* [WORK REQUEST] What lines in the material hold the string "links"? Return every one of them.

START SUPPLIED MATERIAL

PR #2750, opened 2026-06-09
Maintenance: Separate CI helpers

### LINKED ISSUE #2283: Separate top level workflows from helpers
We have a lot of github actions. The mermaid helps show how things are related, but we could also rearrange the files. Inspired by py-shiny, what if we only keep the top-level workflows in `workflows/`, and make a separate `helpers/` directory?

Example from py-shiny:
```
├── .github
│   ├── py-shiny
│   │   ├── check
│   │   │   └── action.yaml
│   │   ├── pytest-browsers
│   │   │   └── action.yaml
│   │   └── setup
│   │       └── action.yaml
│   └── workflows
│       ├── build-docs.yaml
│       ├── deploy-tests.yaml
│       ├── pytest.yaml
│       ├── triage-issues.yaml
│       └── verify-js-built.yaml
```
```
      - name: Setup py-shiny
        id: install
        uses: ./.github/py-shiny/setup
```

mccalluc:
- Fix #2283 

The remaining top-level workflows can either be called by the user, or by cron, or on PRs:

```
nightly.yml
smoke-test.yml
codeql.yml
latex.yml
release.yml
weekly-doc-check.yml
```

Annoyingly, VS Code has some built-in validation which is [stricter than github itself](https://docs.github.com/en/actions/reference/workflows-and-actions/workflow-syntax#example-using-an-action-in-the-same-repository-as-the-).
> Invalid workflow reference './.github/workflows/helpers/prepare.yml': workflows must be defined at the top level of the .github/workflows/ directory

I don't think we want to let IDE bugs get in the way of a change that otherwise makes sense, but feel free to push back.


.github/workflows/helpers/docs.yml
```diff
@@ -14,7 +14,7 @@ on:
 
 jobs:
   credential-check:
-    uses: ./.github/workflows/credential-check.yml
+    uses: ./.github/workflow/helpers/credential-check.yml
```
eddiestudies: workflows became workflow, this should cause an issue in builds. 
```suggestion
    uses: ./.github/workflows/helpers/credential-check.yml
```

.github/workflows/release.yml
```diff
@@ -107,7 +107,7 @@ jobs:
 
   sanity-test-post:
     needs: publish
-    uses: ./.github/workflows/sanity-test.yml
+    uses: ./.github/workflows/helpers/sanity-test.yml
```
eddiestudies: This feature may not be supported. Can we make a small two file PR to validate this change before changing the rest. I found https://github.com/orgs/community/discussions/15935.

mccalluc:
Ok, the github docs seem to be out of date. It looks like it does [require all workflows to be top level](https://github.com/opendp/opendp/actions/runs/27226716405):
```
 Invalid workflow file: .github/workflows/smoke-test.yml#L16
invalid value workflow reference: workflows must be defined at the top level of the .github/workflows/ directory
```
(And I guess this interferes with workflow discovery, so it's not even reported as a failure on this page?)

Closing PR, and issue.

PR #2751, opened 2026-06-09
docs: Prune lists-of-links

### LINKED ISSUE #2471: Add an education link, and prune older ones?
- add a link to [Differential Privacy in Artificial Intelligence](https://www.nowpublishers.com/article/BookDetails/9781638284765) on [resources page](https://docs.opendp.org/en/stable/theory/resources.html)?
- Prune back list of links: If we have multiple lists that are all partially out of date, we're not serving our users well.
  - https://docs.opendp.org/en/stable/index.html#what-is-differential-privacy
  - https://opendp.github.io/learning/
  - https://docs.opendp.org/en/stable/theory/resources.html

mccalluc:
- Fix #2471

Sphinx will warn if unlinked pages are included in the source, unless explicitly marked as `:orphan:`. I think we do want to keep the orphan page around, to keep any inbound links from breaking.

The education page doesn't have all of these links, but I don't think we should be trying to create a bibliography.

### DIFF
--- a/docs/source/index.rst
+++ b/docs/source/index.rst
@@ -10,13 +10,10 @@ The algorithm is differentially private if by looking at the output,
 you cannot tell whether any individual's data was included in the original dataset or not.
 Differential privacy achieves this by carefully injecting random noise into the released statistics to hide the effects of each individual. 
 
-For more background on differential privacy and its applications:
-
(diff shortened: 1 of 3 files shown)


eddiestudies (approved):
lgtm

END SUPPLIED MATERIAL

* [TASK RESULT]
docs: Prune lists-of-links
- Prune back list of links: If we have multiple lists that are all partially out of date, we're not serving our users well.
Sphinx will warn if unlinked pages are included in the source, unless explicitly marked as `:orphan:`. I think we do want to keep the orphan page around, to keep any inbound links from breaking.
The education page doesn't have all of these links, but I don't think we should be trying to create a bibliography.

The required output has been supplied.